Beautiful pictures. I am curious about the paper lanterns. What happens to the flame when the lantern lands somewhere? Or does the lantern stay afloat until the flame extinguishes itself after several hours?
Beautiful photos of a beautiful wedding. I wish your friends well. I’m sure it was a privilege to be there.
@hilabpartnerxD – awww…. if I get married I want those sky lanterns too… but with big flames, like a rocket.
Wow. That is just breathtaking. I especially love the little rafts in the water. And Tawn’s designs are gorgeous. Thank you for sharing it with us.
@ElusiveWords – Oh whoops I just realized I replied to the wrong person >< And Like hot air balloons?
Amazing photos of this beautiful ceremony and love the videos.
@hilabpartnerxD – I wonder if they have a similar festival in Scotland?@ZSA_MD – Generally, the lantern stays afloat until the flame has burned out and then gently sinks to earth. It isn’t the most environmentally friendly event as of course these paper and wire lanterns end up landing somewhere and from time to time, they land on something while the flame is still alight, sparking a fire.@TheSutraDude – Indeed it was – an honor and a privilege.@chronic_masticator – You are most welcome; glad you enjoyed.@Grannys_Place – Glad you enjoyed the photos and videos.
Gosh what a beautiful wedding!! Love the raft tradition!
I was fearful of coming to your page at such a late hour, where food pics would bombard me and carry me off into the kitchen where demons would tempt me with libations and tasty food….instead i was pleasantly surprised with such a beautiful venue for a wedding. The Rachamankha Hotel is gorgeous! I totally want to participate in the ginormous floating lamp festival in Chiang Mai (http://youtu.be/N9Ko-yvJzHU?hd=1). Definitely one of the things on the bucket list.
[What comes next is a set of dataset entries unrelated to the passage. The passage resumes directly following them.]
PR #247, opened 2021-11-18
feat: only compile given contracts

unparalleled-js:
### What I did

Allows only compiling the given contracts.

I am trying to get on the path of making ape smart enough to only compile the contracts it needs for the given commands.. Rather than just always compiling everything. Lazy compiling essentially. This is the first step!

I added CLI integration tests!

### How I did it

* make `load_contracts` take `file_paths` and honor them.
* make `eth-ath[test]` require `ape-solidity` so it can compile the contracts in the tests
* make `file_paths` arg actually honored in `ape compile` command.
* move cli contract file paths logic to apecli
* add tests! (this required adding a new project, which I called `hello-world` and I plan to use this project for some other tests down the line, once eth-tester works
* had to fetch tags in github actions that required `eth-ape[test]` so it can correctly install `ape-solidity`
* added `project` to cli ctx obj and accessed that way in the compile related hooks / functions

**
I like to be able to more lazily compile contracts, the work in this PR will help get us there.
It'd be nice to have a big contract like Vault in my test project but to only compile if it I am actually using it in the tests.
Right now, it just always gets compiled. I believe this work will help us make a more lazily compilation process, like only compile the give contract (and its dependencies?) once it is requested... This is down-the-line though
**

### How to verify it

Example usages (these are from the tests):

`ape compile HelloWorld`
`ape compile HelloWorld.sol`
`ape compile contracts/HellowWorld.sol`
`ape compile foo bar`
^ Examples are in the tests!

### Checklist


src/ape_compile/_cli.py
```diff
@@ -10,12 +10,34 @@
 _flatten = chain.from_iterable
 
 
+def _create_contracts_paths(ctx, param, value):
+    from ape import project
```
unparalleled-js, line 14: We can just use the `ctx` param here if `https://github.com/ApeWorX/ape/pull/246` merges

tests/integration/cli/projects/hello-world/contracts/HelloWorld.sol
```diff
@@ -0,0 +1,10 @@
+// SPDX-License-Identifier: MIT
```
unparalleled-js, line 1: I'd like to add a deploy script as well as some tests as well as more features to the contract for this `HelloWorld` project, so it will be like a "real' project. This will come down the line as needed!

.github/workflows/test.yaml
```diff
@@ -32,6 +32,11 @@ jobs:
         steps:
         - uses: actions/checkout@v2
 
+        - name: Get history and tags for SCM versioning to work
+          run: |
+            git fetch --prune --unshallow
+            git fetch --depth=1 origin +refs/tags/*:refs/tags/*
+
```
fubuloubu, line 39: What is this addition doing?

setup.py
```diff
@@ -16,6 +16,7 @@
         "pytest-mock",  # For creating mocks
         "hypothesis>=6.2.0,<7.0",  # Strategy-based fuzzer
         "hypothesis-jsonschema==0.19.0",  # JSON Schema fuzzer extension
+        "ape-solidity",  # Required for compiling test contracts
```
fubuloubu, line 19: Is there a way to test this functionality with the built-in package compiler instead?

.github/workflows/test.yaml
unparalleled-js: This is needed if we include `ape-solidity` in `setup.py`. Otherwise, `ape` has a weird version in the GH Action. Anything dependent on `ape`, like plugins, are unable to install when `ape` has a weird, non-alpha version that.

setup.py
unparalleled-js: - [ ] Hmm.. Maybe we don't! I can try that.

However, I think having hello-world contracts in the tests is worth considering, for future testing purposes.

unparalleled-js: Easy Peasy! I removed all the stuff related to solidity in the tests and am just using the json compiler.

fubuloubu (approved):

@AzrihaEatsWorld – And just when you thought you knew what to expect from my blog, right? @brooklyn2028 – It really was beautiful.
Some traditions from other cultures are truly beautiful.
@greatredwoman – Yes, that is true. Thanks for your comment.
Amazing post! So beautiful. It’s neat to learn about other culture’s wedding customs.
@uru_n_imi – Glad you found it interesting.